在此背景下,2025 年 11 月中旬 Sunday Robotics 横空出世,向全世界的具身智能公司证明了 UMI 方案的可行性。一时之间,UMI 的行业关注度空前高涨。

而在国内,丁琰博士的数采方案「FastUMI」同样惊艳四座,凭借低成本、高数据质量、快速部署等特点深受行业青睐,被视为具身智能数据采集的新范式。

实际上,丁琰博士是国内最早将 UMI 落地实践的从业者。从上海 AI Lab 到一星机器人,再到如今的鹿明机器人,他始终专注于 UMI 的研究与推动,即便在早期这一方向并不被大部分人看好,他也依然坚持投入。时至今日,终于迎来"守得云开见月明"的时刻。

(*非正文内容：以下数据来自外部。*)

PR #10420, opened 2017-05-18
Add Qt tests for wallet spends & bumpfee

ryanofsky:
A few code changes were needed to accompany the test:

* Adding setObjectName() calls for a few Qt controls to make them easily
  accessible from the test.

* Calling contextMenu->popup() instead of contextMenu->exec() to open
  the transaction list context menu without blocking the test thread.

* Opening the context menu at the contextualMenu event point rather than
  the cursor position (this change was not strictly needed to make the test
  work, but is more correct).

* Updating the bumped transaction row with showTransaction=true instead of
  false. This is needed to prevent the bumped tx from being hidden, so the last
  part of the test which attempts to bump the bumped tx can work. (Technically
  this change is a more general bugfix not limited to the testing environment,
  but the bug doesn't happen outside of the testing environment because in the
  full Qt client, a queued NotifyTransactionChanged notification causes the row
  to be updated twice, first with showTransaction=false, then immediately after
  with showTransaction=true.)

### DIFF
--- a/src/qt/test/wallettests.cpp
+++ b/src/qt/test/wallettests.cpp
@@ -8,26 +8,46 @@
 #include "qt/sendcoinsdialog.h"
 #include "qt/sendcoinsentry.h"
 #include "qt/transactiontablemodel.h"
+#include "qt/transactionview.h"
 #include "qt/walletmodel.h"
 #include "test/test_bitcoin.h"
 #include "validation.h"
 #include "wallet/wallet.h"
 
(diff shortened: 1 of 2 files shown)


laanwj:
utACK  - thanks!

jonasschnelli:
Thanks!
Tested ACK 5749a48821f6a83d17b4f4626d09d6abdada5135

pstratem:
breaks qt4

对于 UMI,丁琰博士有着独特的理解。他将 UMI 视为一套完整体系,而非单纯的数采工具;他的目标清晰,希望把 UMI 打造成像 AK47 一样"简单、可靠、低成本、好用"的工业级基础设施;同时,他深知数采背后真正的难点,除技术之外,更考验流程组织、人员管理与执行体系的复杂性。

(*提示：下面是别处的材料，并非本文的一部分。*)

PR #10421, opened 2017-05-18
[qt] Remove excess logic: Prefer "return foo;" to "if (foo) { return true; } else { return false; }"

practicalswift:
Replace …

```
if (foo) { return true; } else { return false; }
```

… with the equivalent …

```
return foo;
```

The code was introduced in fbf385cc830df2aec7cdcbab0c2b09b46569e8c1 which was merged into `master` earlier today.

Friendly ping @jonasschnelli :-)

### DIFF
--- a/src/qt/walletmodel.cpp
+++ b/src/qt/walletmodel.cpp
@@ -702,9 +702,7 @@ bool WalletModel::transactionSignalsRBF(uint256 hash) const
 {
     LOCK2(cs_main, wallet->cs_wallet);
     const CWalletTx *wtx = wallet->GetWalletTx(hash);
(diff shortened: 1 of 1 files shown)


laanwj:
Can you please add *somewhat* more description to your commit message and PR? Please don't just drop PRs without any description or motivation.

practicalswift:
@laanwj Fixed :-)

jonasschnelli:
ACK e49b868cfe9391ec61b4fedef9811a4be265525d

paveljanik:
utACK e49b868

fanquake:
utACK e49b868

今年由 GAIR 研究院与雷峰网联合主办的「第八届 GAIR 全球人工智能与机器人大会」上,我们有幸邀请到了丁琰博士参与圆桌会谈,分享他关于数据与 UMI 的深刻洞见。

在大会之前,雷峰网与丁琰博士展开了一场深入对话,以便与会者探讨交流。

UMI不只是一种数采方式,而是一整套体系

AI科技评论:你之前说在一星有"没做完的事情",这个事情是指什么?FastUMI 算是其中之一吗?

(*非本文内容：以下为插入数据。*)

PR #11027, opened 2017-08-10
[RPC] Only return hex field once in getrawtransaction

achow101:
The hex is already returned in `TxToUniv()`, no need to give it out a second time in getrawtransaction itself.

### DIFF
--- a/src/core_io.h
+++ b/src/core_io.h
@@ -31,6 +31,6 @@ UniValue ValueFromAmount(const CAmount& amount);
 std::string FormatScript(const CScript& script);
 std::string EncodeHexTx(const CTransaction& tx, const int serializeFlags = 0);
 void ScriptPubKeyToUniv(const CScript& scriptPubKey, UniValue& out, bool fIncludeHex);
-void TxToUniv(const CTransaction& tx, const uint256& hashBlock, UniValue& entry);
+void TxToUniv(const CTransaction& tx, const uint256& hashBlock, UniValue& entry, bool include_hex = true, int serialize_flags = 0);
 
 #endif // BITCOIN_CORE_IO_H
--- a/src/core_write.cpp
+++ b/src/core_write.cpp
@@ -153,7 +153,7 @@ void ScriptPubKeyToUniv(const CScript& scriptPubKey,
     out.pushKV("addresses", a);
 }
 
-void TxToUniv(const CTransaction& tx, const uint256& hashBlock, UniValue& entry)
+void TxToUniv(const CTransaction& tx, const uint256& hashBlock, UniValue& entry, bool include_hex, int serialize_flags)
 {
     entry.pushKV("txid", tx.GetHash().GetHex());
     entry.pushKV("hash", tx.GetWitnessHash().GetHex());
@@ -207,5 +207,7 @@ void TxToUniv(const CTransaction& tx, const uint256& hashBlock, UniValue& entry)
     if (!hashBlock.IsNull())
         entry.pushKV("blockhash", hashBlock.GetHex());
 
-    entry.pushKV("hex", EncodeHexTx(tx)); // the hex-encoded transaction. used the name "hex" to be consistent with the verbose output of "getrawtransaction".
+    if (include_hex) {
+        entry.pushKV("hex", EncodeHexTx(tx, serialize_flags)); // the hex-encoded transaction. used the name "hex" to be consistent with the verbose output of "getrawtransaction".
+    }
 }
--- a/src/rpc/blockchain.cpp
+++ b/src/rpc/blockchain.cpp
@@ -125,7 +125,7 @@ UniValue blockToJSON(const CBlock& block, const CBlockIndex* blockindex, bool tx
         if(txDetails)
         {
             UniValue objTx(UniValue::VOBJ);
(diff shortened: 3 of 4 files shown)


sdaftuar:
ACK

achow101:
@MarcoFalke Hmm. That might be a problem since `RPCSerializationFlags` are not passed to `EncodeHexTx` in `TxToUniv`.

sipa:
> That might be a problem since `RPCSerializationFlags` are not passed to `EncodeHexTx` in `TxToUniv`.

That seems to be a bug on its own.

achow101:
Another thing is that not everything that uses `TxToUniv` needs to have hex output, e.g. `decoderawtransaction`

achow101:
I added a commit which passes the `RPCSerializationFlags` to `TxToUniv` and a boolean for whether to give `hex` output or not.

src/core_io.h
```diff
@@ -31,6 +31,6 @@ UniValue ValueFromAmount(const CAmount& amount);
 std::string FormatScript(const CScript& script);
 std::string EncodeHexTx(const CTransaction& tx, const int serializeFlags = 0);
 void ScriptPubKeyToUniv(const CScript& scriptPubKey, UniValue& out, bool fIncludeHex);
-void TxToUniv(const CTransaction& tx, const uint256& hashBlock, UniValue& entry);
+void TxToUniv(const CTransaction& tx, const uint256& hashBlock, UniValue& entry, const int serializeFlags = 0, bool include_hex = true);
```
sipa: Marking a by-value parameter as `const` is redundant. Also, style nit on `serializeFlags`.

sipa (commented):
utACK

src/core_io.h
achow101: Fixed. It was copy and pasted from two lines above in `EncodeHexTx` :)

MarcoFalke:
> That seems to be a bug on its own.

I don't think so?

According to the doc, `-rpcserialversion` sets the serialization of raw transaction or block hex returned in        **non-verbose** mode.

promag (commented):
utACK 9381d86.

There are only 2 more calls to `TxToUniv` so I wonder if it pays to have default arguments.

achow101:
@MarcoFalke I interpret that as talking about when verbose mode means that you wouldn't get the hex back, e.g. in `getblock`. If we are returning hex, then I think we should be consistent and all hex should follow whatever the `RPCSerializationFlags` are.

gmaxwell (approved):
ACK.  This needs a 0.15 tag: it's a 0.15 regression and it results in invalid JSON.

src/core_io.h
```diff
@@ -31,6 +31,6 @@ UniValue ValueFromAmount(const CAmount& amount);
 std::string FormatScript(const CScript& script);
 std::string EncodeHexTx(const CTransaction& tx, const int serializeFlags = 0);
 void ScriptPubKeyToUniv(const CScript& scriptPubKey, UniValue& out, bool fIncludeHex);
-void TxToUniv(const CTransaction& tx, const uint256& hashBlock, UniValue& entry);
```
laanwj: Don't care about the order, though I'd prefer not using default arguments. Easy enough to just add these on all call sites, there aren't many.

jnewbery:
Strictly speaking, I don't think this is invalid JSON, although client behaviour is undefined if object names are not unique (https://tools.ietf.org/html/rfc7159#section-4). But yes, this is a regression in 0.15 and should be treated as a bug fix.

Perhaps we should add JSON object checking to rpcserver.cpp (in `JSONRPCExecOne()`) and/or authproxy.py (in `__call__()`) to verify the validity of our returned JSON.

jnewbery:
Concept ACK

> Another thing is that not everything that uses TxToUniv needs to have hex output, e.g. decoderawtransaction
I added a commit which passes ... a boolean for whether to give hex output or not.

I don't think you should complicate the interface to `TxToUniv` to specify which fields to return. Either filter them out at the caller, or just return the hex in `decoderawtransaction`. Is there any harm in returning the hex in that RPC?

achow101:
Swapped the arguments.

>  Either filter them out at the caller

I looked at that but I couldn't find anything in Univalue for removing things from it.

> or just return the hex in `decoderawtransaction`. Is there any harm in returning the hex in that RPC?

Since you are already providing it the hex, it's not useful to be giving the hex back out to the user.

jtimon:
utACK e029c6e

> There are only 2 more calls to TxToUniv so I wonder if it pays to have default arguments.

+1

promag:
Wild option 🙄:
```
void TxToUniv(const CTransaction& tx, const uint256& hashBlock, UniValue& entry);
void TxToUnivWithHex(const CTransaction& tx, const uint256& hashBlock, int serialize_flags, UniValue& entry);
```

laanwj:
> Since you are already providing it the hex, it's not useful to be giving the hex back out to the user.

I was also really surprised to see the hex being echoed back in `decoderawtransaction` output. That's just a waste of bandwidth especially for large transactions.

>  Either filter them out at the caller

No, don't do this. univalue objects aren't meant to be written to/processed after initial generation. The library is not optimized for that. If you need any kind of editing use an intermedaite data structure.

丁琰:可以说,我是中国大陆最早投入 UMI 的人,从 2024 年 3 月开始,我就坚定地押注这条路线,在当时,UMI在国内还是极其小众的方向,整个中国具身智能圈几乎没有人公开选择 UMI 这条路线。

大家对 UMI 理解往往偏于表面,会把它看成一种数据采集方式,但在我看来,UMI 是一整套完整的方法论和体系。数据会反过来决定模型、系统架构、采集流程、算法设计,甚至影响硬件形态——整个链条都会因此发生变化。正因如此,我始终坚信 UMI 的前景,也非常希望把这件事真正做成。但当一件自己倾注心力的事业突然中断时,打击是难免的。没来得及做完的事太多:我们规划的产品路线、硬件怎么走、数据怎么建体系、模型怎么迭代、场景如何落地、生态如何构建、又如何与全球顶尖公司竞争……这些都还在路上,都属于"未竟之业"。

另一层"没做完的事",是关于我个人的。我决定离开学术界进入工业界,是下了很大决心的。我希望能在工业界扎下根,做出一些真正的成绩,也让自己学到新的东西。相比学术圈,工业界的环境要复杂得多,人是最重要也是最难的部分——你需要与各种角色打交道:技术、采购、销售、财务、供应商、投资人……沟通和协作的成本远超想象。这些虽然与技术本身无关,却是我必须面对的一种成长与考验。而对我来说,这些考验似乎才刚刚开始,却被迫按下了暂停键。所以,我希望能在鹿明继续把这件事情做下去,把它真正做完。

AI科技评论:从一星到鹿明的过程是怎样的?

丁琰:一星这事在业内比较少见。很多人是在今年 6 月份加入一星,而我从 4 月份就开始组建一星的技术团队,到 10 月份公司关闭,总共经历了 6 个月。这半年里,整个技术团队都是由我从零搭建的,技术路线也是我在确定;数据体系、模型方案、产品规划等核心内容也都由我主导。整个技术版图其实非常宏大,按正常节奏至少需要两年才能完整落地,我们已经规划了多条产品线与技术路线。但一切都在没有预兆的情况下戛然而止。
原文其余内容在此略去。